(Dataset entries)
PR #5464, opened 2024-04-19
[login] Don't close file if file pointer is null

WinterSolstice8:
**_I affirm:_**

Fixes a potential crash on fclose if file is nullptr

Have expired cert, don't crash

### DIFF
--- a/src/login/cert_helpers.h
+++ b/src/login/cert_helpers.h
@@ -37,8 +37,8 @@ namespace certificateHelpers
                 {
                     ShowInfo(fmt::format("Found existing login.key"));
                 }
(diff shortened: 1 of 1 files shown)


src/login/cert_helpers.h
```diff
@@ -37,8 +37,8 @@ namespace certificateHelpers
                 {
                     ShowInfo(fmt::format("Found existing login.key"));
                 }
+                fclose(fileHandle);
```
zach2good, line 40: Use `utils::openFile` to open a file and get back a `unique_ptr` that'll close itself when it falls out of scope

=== About this exercise ===
Each line above holding the word "fclose" counts; reply with how many there are, only the number.

=== Response to this exercise ===
2